* _Records excerpted from a collection_

+ + + + + + +

PR #1090, opened 2021-04-22
Keep least stale vaccine percentage

TomGoBravo:
This PR is part of https://trello.com/c/tNlZtGp6/1279-make-our-vaccine-backfill-code-smarter

* Changes `vaccine_backfills.derive_vaccine_pct` to replace existing percentage metrics when the percentage derived from the people count has a real value on a more recent date

## Tested

I hacked in a change to write a wide-dates csv of the dataset before and after this change.
For counties in MD this adds a few days of data to `vaccinations_completed_pct` , for counties in ME this adds about 20 days of data to `vaccinations_initiated_pct`. It looks like the corresponding CBSAs had similar changes.

### DIFF
--- a/libs/datasets/vaccine_backfills.py
+++ b/libs/datasets/vaccine_backfills.py
@@ -10,8 +10,8 @@ MultiRegionDataset = timeseries.MultiRegionDataset
 
 
 def derive_vaccine_pct(ds_in: MultiRegionDataset) -> MultiRegionDataset:
-    """Returns a new dataset containing everything all the input and vaccination percentage
-    metrics derived from the corresponding non-percentage field where not already set."""
+    """Returns a new dataset with vaccination percentage metrics derived from their
+    corresponding non-percentage fields where the percentage metric is missing or less fresh."""
     field_map = {
         CommonFields.VACCINATIONS_INITIATED: CommonFields.VACCINATIONS_INITIATED_PCT,
         CommonFields.VACCINATIONS_COMPLETED: CommonFields.VACCINATIONS_COMPLETED_PCT,
@@ -19,15 +19,15 @@ def derive_vaccine_pct(ds_in: MultiRegionDataset) -> MultiRegionDataset:
 
     ts_in_all = ds_in.timeseries_bucketed_wide_dates
     ts_in_all_variable_index = ts_in_all.index.get_level_values(PdFields.VARIABLE)
-    ts_counts = ts_in_all.loc(axis=0)[ts_in_all_variable_index.isin(field_map.keys())]
-    ts_in_pcts = ts_in_all.loc(axis=0)[ts_in_all_variable_index.isin(field_map.values())]
-    ts_in_without_pcts = ts_in_all.loc(axis=0)[~ts_in_all_variable_index.isin(field_map.values())]
+    ts_in_people = ts_in_all.loc[ts_in_all_variable_index.isin(field_map.keys())]
+    ts_in_pcts = ts_in_all.loc[ts_in_all_variable_index.isin(field_map.values())]
+    ts_in_without_pcts = ts_in_all.loc[~ts_in_all_variable_index.isin(field_map.values())]
 
     # TODO(tom): Preserve provenance and other tags from the original vaccination fields.
     # ds_in_wide_dates / dataset.static.loc[:, CommonFields.POPULATION] doesn't seem to align the
     # location_id correctly so be more explicit with `div`:
     derived_pct_df = (
-        ts_counts.div(
+        ts_in_people.div(
             ds_in.static.loc[:, CommonFields.POPULATION],
             level=CommonFields.LOCATION_ID,
             axis="index",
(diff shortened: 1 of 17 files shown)


tests/libs/datasets/vaccine_backfill_test.py
```diff
@@ -118,3 +118,26 @@ def test_derive_vaccine_pct():
...
+
+def test_derive_vaccine_pct_least_stale():
+    # Test data with cumulative people counts and percentages having slightly different values so
+    # that they can be differentiated.
+    ts_metrics_in = {
+        # These two have the same freshness so the percentage is left untouched.
+        CommonFields.VACCINATIONS_INITIATED: [500, 600, 700],
+        CommonFields.VACCINATIONS_INITIATED_PCT: [51, 61, 71],
+        # The completed percentage is less fresh (NA for most recent date) so will be overwritten
+        # by a time series derived from the cumulative people count.
```
mikelehen, line 131: Thanks for the comments. Makes it nice to read the test. 😁

libs/datasets/vaccine_backfills.py
```diff
@@ -35,14 +36,30 @@ def derive_vaccine_pct(ds_in: MultiRegionDataset) -> MultiRegionDataset:
...
-    # TODO(tom): Compare derived_pct_df and ts_in_pcts to pick least stale.
-    # Drop derived percentages where ts_in_pcts already has a timeseries with the same index.
-    derived_pct_without_in_pcts = derived_pct_df.loc[~derived_pct_df.index.isin(ts_in_pcts.index)]
-    # Double check that there is no overlap between the percentages that will be added and the
-    # existing data.
-    assert ts_in_all.index.intersection(derived_pct_without_in_pcts.index).empty
+    def append_most_recent_date_index_level(df: pd.DataFrame) -> pd.DataFrame:
+        """Appends most recent date with real (not NA) value as a new index level."""
+        most_recent_date = df.apply(pd.Series.last_valid_index, axis=1)
+        return df.assign(most_recent_date=most_recent_date).set_index(
```
mikelehen, line 42: Just when I think I understand enough python syntax to get by, I see `most_recent_date=most_recent_date` and have no idea how that works. 😬

mikelehen (approved):
Looks good, thanks for tackling.  

https://covid-projections-git-mikelehen-test-1775-covidactnow.vercel.app/internal/compare?left=1774&locations=0&metric=6&right=1775&sort=3 indicates we got Maine county vaccine data back. 🎉  The other diffs look comparable to what's in snapshot 1776 out of `main` so I think we're good.

Sorry for randomizing your day with this.  I forget that what feels like a simple "if statement" in my head ends up more complicated when done via pandas on an entire dataset...  But at least this problem shouldn't bite us again.

libs/datasets/vaccine_backfills.py
TomGoBravo: This is calling a function with the key of a keyword parameter equal to a local var, actually pretty common:

```
$ find -name '*py' | xargs grep -P -r -e '\((\w+)=\1,'
./tests/libs/series_utils_test.py:    smoothed = series_utils.smooth_with_rolling_average(series=series, window=2)
./tests/libs/series_utils_test.py:    smoothed = series_utils.smooth_with_rolling_average(series=series, window=5)
./cli/data.py:                dataset = dataset.get_subset(state=state, fips=fips)
./pyseir/cli.py:    for state in _states_region_list(state=state, default=ALL_STATES):
./pyseir/models/suppression_policies.py:    return interp1d(x=x, y=y, fill_value="extrapolate")
./libs/github_utils.py:    artifact_url, run_number = _get_artifact_zip_url(run_number=run_number, latest=latest)
./libs/datasets/data_version.py:            return func(version=version, **kwargs)
...
```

+ + + + + + +

* _What needs to be done_
Every entry should be output exactly as written, please.

* _Exercise output_
PR #1090, opened 2021-04-22
Keep least stale vaccine percentage

TomGoBravo:
This PR is part of https://trello.com/c/tNlZtGp6/1279-make-our-vaccine-backfill-code-smarter

* Changes `vaccine_backfills.derive_vaccine_pct` to replace existing percentage metrics when the percentage derived from the people count has a real value on a more recent date

## Tested

I hacked in a change to write a wide-dates csv of the dataset before and after this change.
For counties in MD this adds a few days of data to `vaccinations_completed_pct` , for counties in ME this adds about 20 days of data to `vaccinations_initiated_pct`. It looks like the corresponding CBSAs had similar changes.

### DIFF
--- a/libs/datasets/vaccine_backfills.py
+++ b/libs/datasets/vaccine_backfills.py
@@ -10,8 +10,8 @@ MultiRegionDataset = timeseries.MultiRegionDataset
 
 
 def derive_vaccine_pct(ds_in: MultiRegionDataset) -> MultiRegionDataset:
-    """Returns a new dataset containing everything all the input and vaccination percentage
-    metrics derived from the corresponding non-percentage field where not already set."""
+    """Returns a new dataset with vaccination percentage metrics derived from their
+    corresponding non-percentage fields where the percentage metric is missing or less fresh."""
     field_map = {
         CommonFields.VACCINATIONS_INITIATED: CommonFields.VACCINATIONS_INITIATED_PCT,
         CommonFields.VACCINATIONS_COMPLETED: CommonFields.VACCINATIONS_COMPLETED_PCT,
@@ -19,15 +19,15 @@ def derive_vaccine_pct(ds_in: MultiRegionDataset) -> MultiRegionDataset:
 
     ts_in_all = ds_in.timeseries_bucketed_wide_dates
     ts_in_all_variable_index = ts_in_all.index.get_level_values(PdFields.VARIABLE)
-    ts_counts = ts_in_all.loc(axis=0)[ts_in_all_variable_index.isin(field_map.keys())]
-    ts_in_pcts = ts_in_all.loc(axis=0)[ts_in_all_variable_index.isin(field_map.values())]
-    ts_in_without_pcts = ts_in_all.loc(axis=0)[~ts_in_all_variable_index.isin(field_map.values())]
+    ts_in_people = ts_in_all.loc[ts_in_all_variable_index.isin(field_map.keys())]
+    ts_in_pcts = ts_in_all.loc[ts_in_all_variable_index.isin(field_map.values())]
+    ts_in_without_pcts = ts_in_all.loc[~ts_in_all_variable_index.isin(field_map.values())]
 
     # TODO(tom): Preserve provenance and other tags from the original vaccination fields.
     # ds_in_wide_dates / dataset.static.loc[:, CommonFields.POPULATION] doesn't seem to align the
     # location_id correctly so be more explicit with `div`:
     derived_pct_df = (
-        ts_counts.div(
+        ts_in_people.div(
             ds_in.static.loc[:, CommonFields.POPULATION],
             level=CommonFields.LOCATION_ID,
             axis="index",
(diff shortened: 1 of 17 files shown)


tests/libs/datasets/vaccine_backfill_test.py
```diff
@@ -118,3 +118,26 @@ def test_derive_vaccine_pct():
...
+
+def test_derive_vaccine_pct_least_stale():
+    # Test data with cumulative people counts and percentages having slightly different values so
+    # that they can be differentiated.
+    ts_metrics_in = {
+        # These two have the same freshness so the percentage is left untouched.
+        CommonFields.VACCINATIONS_INITIATED: [500, 600, 700],
+        CommonFields.VACCINATIONS_INITIATED_PCT: [51, 61, 71],
+        # The completed percentage is less fresh (NA for most recent date) so will be overwritten
+        # by a time series derived from the cumulative people count.
```
mikelehen, line 131: Thanks for the comments. Makes it nice to read the test. 😁

libs/datasets/vaccine_backfills.py
```diff
@@ -35,14 +36,30 @@ def derive_vaccine_pct(ds_in: MultiRegionDataset) -> MultiRegionDataset:
...
-    # TODO(tom): Compare derived_pct_df and ts_in_pcts to pick least stale.
-    # Drop derived percentages where ts_in_pcts already has a timeseries with the same index.
-    derived_pct_without_in_pcts = derived_pct_df.loc[~derived_pct_df.index.isin(ts_in_pcts.index)]
-    # Double check that there is no overlap between the percentages that will be added and the
-    # existing data.
-    assert ts_in_all.index.intersection(derived_pct_without_in_pcts.index).empty
+    def append_most_recent_date_index_level(df: pd.DataFrame) -> pd.DataFrame:
+        """Appends most recent date with real (not NA) value as a new index level."""
+        most_recent_date = df.apply(pd.Series.last_valid_index, axis=1)
+        return df.assign(most_recent_date=most_recent_date).set_index(
```
mikelehen, line 42: Just when I think I understand enough python syntax to get by, I see `most_recent_date=most_recent_date` and have no idea how that works. 😬

mikelehen (approved):
Looks good, thanks for tackling.  

https://covid-projections-git-mikelehen-test-1775-covidactnow.vercel.app/internal/compare?left=1774&locations=0&metric=6&right=1775&sort=3 indicates we got Maine county vaccine data back. 🎉  The other diffs look comparable to what's in snapshot 1776 out of `main` so I think we're good.

Sorry for randomizing your day with this.  I forget that what feels like a simple "if statement" in my head ends up more complicated when done via pandas on an entire dataset...  But at least this problem shouldn't bite us again.

libs/datasets/vaccine_backfills.py
TomGoBravo: This is calling a function with the key of a keyword parameter equal to a local var, actually pretty common:

```
$ find -name '*py' | xargs grep -P -r -e '\((\w+)=\1,'
./tests/libs/series_utils_test.py:    smoothed = series_utils.smooth_with_rolling_average(series=series, window=2)
./tests/libs/series_utils_test.py:    smoothed = series_utils.smooth_with_rolling_average(series=series, window=5)
./cli/data.py:                dataset = dataset.get_subset(state=state, fips=fips)
./pyseir/cli.py:    for state in _states_region_list(state=state, default=ALL_STATES):
./pyseir/models/suppression_policies.py:    return interp1d(x=x, y=y, fill_value="extrapolate")
./libs/github_utils.py:    artifact_url, run_number = _get_artifact_zip_url(run_number=run_number, latest=latest)
./libs/datasets/data_version.py:            return func(version=version, **kwargs)
...
```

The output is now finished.